■ TASK STATEMENT
Go through the entries and copy every line that has the string "JustTest" in it.
-- Opening Marker --
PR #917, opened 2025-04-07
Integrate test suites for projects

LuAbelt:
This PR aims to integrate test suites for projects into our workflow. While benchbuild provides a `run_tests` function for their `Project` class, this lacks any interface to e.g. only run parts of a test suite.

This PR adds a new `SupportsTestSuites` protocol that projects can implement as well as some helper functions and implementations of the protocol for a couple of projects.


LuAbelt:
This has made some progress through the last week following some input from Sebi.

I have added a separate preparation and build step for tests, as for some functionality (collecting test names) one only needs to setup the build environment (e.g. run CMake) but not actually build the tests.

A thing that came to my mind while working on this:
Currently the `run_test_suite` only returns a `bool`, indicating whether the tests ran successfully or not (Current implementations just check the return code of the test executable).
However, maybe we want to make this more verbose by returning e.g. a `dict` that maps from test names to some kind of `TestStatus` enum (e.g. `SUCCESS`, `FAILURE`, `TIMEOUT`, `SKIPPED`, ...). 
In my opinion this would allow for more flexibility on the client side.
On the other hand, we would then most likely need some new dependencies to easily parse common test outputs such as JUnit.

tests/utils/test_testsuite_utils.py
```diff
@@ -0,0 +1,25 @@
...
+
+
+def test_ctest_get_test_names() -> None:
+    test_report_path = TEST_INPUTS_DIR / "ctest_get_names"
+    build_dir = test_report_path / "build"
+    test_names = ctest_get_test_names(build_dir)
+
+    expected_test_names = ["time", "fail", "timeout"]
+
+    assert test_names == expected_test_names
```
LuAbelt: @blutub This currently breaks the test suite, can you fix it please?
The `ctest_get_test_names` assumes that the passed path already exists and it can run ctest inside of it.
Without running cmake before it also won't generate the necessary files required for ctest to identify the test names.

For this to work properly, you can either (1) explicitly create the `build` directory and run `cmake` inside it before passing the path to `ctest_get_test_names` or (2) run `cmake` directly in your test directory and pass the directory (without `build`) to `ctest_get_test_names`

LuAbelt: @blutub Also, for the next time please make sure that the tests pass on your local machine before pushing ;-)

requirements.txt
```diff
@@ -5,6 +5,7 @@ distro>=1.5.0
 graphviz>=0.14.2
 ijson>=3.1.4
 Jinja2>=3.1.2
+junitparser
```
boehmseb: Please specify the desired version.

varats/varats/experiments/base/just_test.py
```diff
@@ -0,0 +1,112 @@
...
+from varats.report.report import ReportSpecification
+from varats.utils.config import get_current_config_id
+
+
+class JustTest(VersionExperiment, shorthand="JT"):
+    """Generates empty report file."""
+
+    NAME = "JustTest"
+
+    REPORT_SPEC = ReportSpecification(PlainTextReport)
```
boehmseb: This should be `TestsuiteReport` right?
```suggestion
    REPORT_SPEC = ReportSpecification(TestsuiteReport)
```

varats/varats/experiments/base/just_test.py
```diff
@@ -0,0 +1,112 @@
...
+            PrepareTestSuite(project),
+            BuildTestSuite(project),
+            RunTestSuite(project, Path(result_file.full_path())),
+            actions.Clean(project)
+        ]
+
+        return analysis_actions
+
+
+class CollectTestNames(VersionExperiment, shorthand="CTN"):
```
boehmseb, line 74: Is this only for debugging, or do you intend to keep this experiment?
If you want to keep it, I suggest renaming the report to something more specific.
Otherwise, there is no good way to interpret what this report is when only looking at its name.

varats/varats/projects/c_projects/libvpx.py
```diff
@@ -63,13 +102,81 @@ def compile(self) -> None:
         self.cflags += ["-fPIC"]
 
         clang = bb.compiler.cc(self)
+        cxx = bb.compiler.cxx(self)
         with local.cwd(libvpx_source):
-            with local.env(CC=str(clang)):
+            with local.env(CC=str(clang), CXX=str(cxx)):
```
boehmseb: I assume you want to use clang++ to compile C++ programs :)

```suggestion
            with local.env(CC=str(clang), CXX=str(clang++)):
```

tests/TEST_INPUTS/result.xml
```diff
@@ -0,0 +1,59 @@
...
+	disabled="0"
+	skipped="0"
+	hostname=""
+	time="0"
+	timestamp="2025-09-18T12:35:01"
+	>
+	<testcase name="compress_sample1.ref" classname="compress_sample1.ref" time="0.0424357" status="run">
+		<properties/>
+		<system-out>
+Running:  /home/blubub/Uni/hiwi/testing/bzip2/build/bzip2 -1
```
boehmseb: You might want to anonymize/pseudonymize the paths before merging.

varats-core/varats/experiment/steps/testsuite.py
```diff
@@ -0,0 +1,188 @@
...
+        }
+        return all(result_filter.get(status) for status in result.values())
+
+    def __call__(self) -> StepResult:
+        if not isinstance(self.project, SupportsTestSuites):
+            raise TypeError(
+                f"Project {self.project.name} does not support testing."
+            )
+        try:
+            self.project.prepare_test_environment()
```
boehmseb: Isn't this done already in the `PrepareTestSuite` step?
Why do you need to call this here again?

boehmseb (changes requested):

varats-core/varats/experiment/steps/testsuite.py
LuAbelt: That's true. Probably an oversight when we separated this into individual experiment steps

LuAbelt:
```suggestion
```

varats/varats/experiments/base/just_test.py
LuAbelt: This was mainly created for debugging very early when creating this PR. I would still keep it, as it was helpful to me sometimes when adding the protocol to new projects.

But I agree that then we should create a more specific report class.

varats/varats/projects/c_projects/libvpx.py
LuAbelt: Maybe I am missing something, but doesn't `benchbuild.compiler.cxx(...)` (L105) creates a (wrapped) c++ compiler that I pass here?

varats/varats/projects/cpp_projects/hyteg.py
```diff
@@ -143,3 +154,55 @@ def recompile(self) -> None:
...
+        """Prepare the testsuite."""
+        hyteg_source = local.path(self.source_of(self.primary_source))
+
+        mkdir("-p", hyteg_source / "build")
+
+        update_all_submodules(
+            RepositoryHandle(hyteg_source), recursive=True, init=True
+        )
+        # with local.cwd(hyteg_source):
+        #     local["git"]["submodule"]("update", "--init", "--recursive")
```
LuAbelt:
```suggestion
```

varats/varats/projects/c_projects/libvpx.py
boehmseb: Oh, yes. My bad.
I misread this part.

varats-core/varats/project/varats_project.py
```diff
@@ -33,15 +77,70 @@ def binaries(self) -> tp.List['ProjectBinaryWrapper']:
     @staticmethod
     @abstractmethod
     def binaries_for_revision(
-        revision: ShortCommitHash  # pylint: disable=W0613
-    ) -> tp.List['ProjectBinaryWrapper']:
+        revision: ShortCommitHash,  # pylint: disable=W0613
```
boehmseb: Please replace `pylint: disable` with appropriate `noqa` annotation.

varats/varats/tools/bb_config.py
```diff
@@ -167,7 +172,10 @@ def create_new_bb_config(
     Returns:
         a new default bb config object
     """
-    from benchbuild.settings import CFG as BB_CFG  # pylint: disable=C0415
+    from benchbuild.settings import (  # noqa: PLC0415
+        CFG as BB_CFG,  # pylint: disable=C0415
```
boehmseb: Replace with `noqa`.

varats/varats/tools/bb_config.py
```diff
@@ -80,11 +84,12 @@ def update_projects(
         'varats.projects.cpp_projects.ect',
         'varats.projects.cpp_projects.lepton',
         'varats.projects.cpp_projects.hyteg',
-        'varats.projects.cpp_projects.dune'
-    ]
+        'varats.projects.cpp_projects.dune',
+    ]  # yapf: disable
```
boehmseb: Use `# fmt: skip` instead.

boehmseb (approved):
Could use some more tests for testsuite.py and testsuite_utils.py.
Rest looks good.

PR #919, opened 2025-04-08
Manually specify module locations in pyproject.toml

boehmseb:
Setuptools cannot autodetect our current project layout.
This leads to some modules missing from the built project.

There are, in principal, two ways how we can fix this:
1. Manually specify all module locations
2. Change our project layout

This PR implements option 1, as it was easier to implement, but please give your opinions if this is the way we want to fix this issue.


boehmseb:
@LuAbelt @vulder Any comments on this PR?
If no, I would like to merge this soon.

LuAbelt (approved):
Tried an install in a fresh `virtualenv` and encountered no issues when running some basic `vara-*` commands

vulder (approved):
-- Closing Marker --
■ ANSWER TO THE PROBLEM
+class JustTest(VersionExperiment, shorthand="JT"):
+    NAME = "JustTest"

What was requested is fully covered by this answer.